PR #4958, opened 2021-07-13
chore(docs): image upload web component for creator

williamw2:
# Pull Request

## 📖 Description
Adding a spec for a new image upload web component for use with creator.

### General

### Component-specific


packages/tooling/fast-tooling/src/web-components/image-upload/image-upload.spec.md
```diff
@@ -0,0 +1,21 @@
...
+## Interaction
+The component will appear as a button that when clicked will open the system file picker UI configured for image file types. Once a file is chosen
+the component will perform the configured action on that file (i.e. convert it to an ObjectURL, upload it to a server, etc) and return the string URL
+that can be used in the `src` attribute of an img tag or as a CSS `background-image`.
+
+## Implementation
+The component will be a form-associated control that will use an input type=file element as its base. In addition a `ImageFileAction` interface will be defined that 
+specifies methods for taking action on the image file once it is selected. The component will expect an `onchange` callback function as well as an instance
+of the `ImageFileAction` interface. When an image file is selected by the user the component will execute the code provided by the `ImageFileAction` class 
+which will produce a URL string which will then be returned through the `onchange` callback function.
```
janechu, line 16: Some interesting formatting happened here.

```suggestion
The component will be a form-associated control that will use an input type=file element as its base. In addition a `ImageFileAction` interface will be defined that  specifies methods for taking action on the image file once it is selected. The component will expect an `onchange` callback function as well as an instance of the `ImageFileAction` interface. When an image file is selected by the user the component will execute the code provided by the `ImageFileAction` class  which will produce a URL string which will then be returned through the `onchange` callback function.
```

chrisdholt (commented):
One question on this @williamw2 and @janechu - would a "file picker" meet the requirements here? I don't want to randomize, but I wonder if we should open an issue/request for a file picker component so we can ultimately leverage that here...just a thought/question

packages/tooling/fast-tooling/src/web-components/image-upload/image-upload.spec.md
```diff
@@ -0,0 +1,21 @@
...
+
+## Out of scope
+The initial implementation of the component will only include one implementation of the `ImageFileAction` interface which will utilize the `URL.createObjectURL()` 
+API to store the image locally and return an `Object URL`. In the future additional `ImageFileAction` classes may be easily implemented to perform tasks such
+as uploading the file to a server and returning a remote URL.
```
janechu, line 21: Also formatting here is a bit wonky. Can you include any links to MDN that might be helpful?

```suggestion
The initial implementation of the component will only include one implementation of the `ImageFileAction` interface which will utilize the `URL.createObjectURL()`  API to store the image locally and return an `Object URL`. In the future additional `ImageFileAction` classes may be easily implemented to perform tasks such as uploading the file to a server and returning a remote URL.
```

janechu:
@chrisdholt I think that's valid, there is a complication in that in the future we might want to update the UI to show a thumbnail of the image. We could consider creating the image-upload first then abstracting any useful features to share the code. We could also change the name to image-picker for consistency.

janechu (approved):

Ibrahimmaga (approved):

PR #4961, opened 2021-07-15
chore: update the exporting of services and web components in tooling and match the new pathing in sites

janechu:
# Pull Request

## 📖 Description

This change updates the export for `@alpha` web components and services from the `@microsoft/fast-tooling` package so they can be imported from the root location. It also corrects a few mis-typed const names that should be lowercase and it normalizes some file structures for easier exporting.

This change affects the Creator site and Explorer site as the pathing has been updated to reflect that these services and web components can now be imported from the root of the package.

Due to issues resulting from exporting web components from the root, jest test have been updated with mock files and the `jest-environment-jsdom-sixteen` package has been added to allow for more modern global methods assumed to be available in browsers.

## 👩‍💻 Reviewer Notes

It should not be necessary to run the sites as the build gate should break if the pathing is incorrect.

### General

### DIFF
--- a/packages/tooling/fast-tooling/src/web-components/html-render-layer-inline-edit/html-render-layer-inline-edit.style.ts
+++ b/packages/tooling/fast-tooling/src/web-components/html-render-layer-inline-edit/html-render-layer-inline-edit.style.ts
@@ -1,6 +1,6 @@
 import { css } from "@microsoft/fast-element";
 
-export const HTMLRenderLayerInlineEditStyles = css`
_ _ _
Copy each line of the listing above that contains the word "initial".

+The initial implementation of the component will only include one implementation of the `ImageFileAction` interface which will utilize the `URL.createObjectURL()` 
The initial implementation of the component will only include one implementation of the `ImageFileAction` interface which will utilize the `URL.createObjectURL()`  API to store the image locally and return an `Object URL`. In the future additional `ImageFileAction` classes may be easily implemented to perform tasks such as uploading the file to a server and returning a remote URL.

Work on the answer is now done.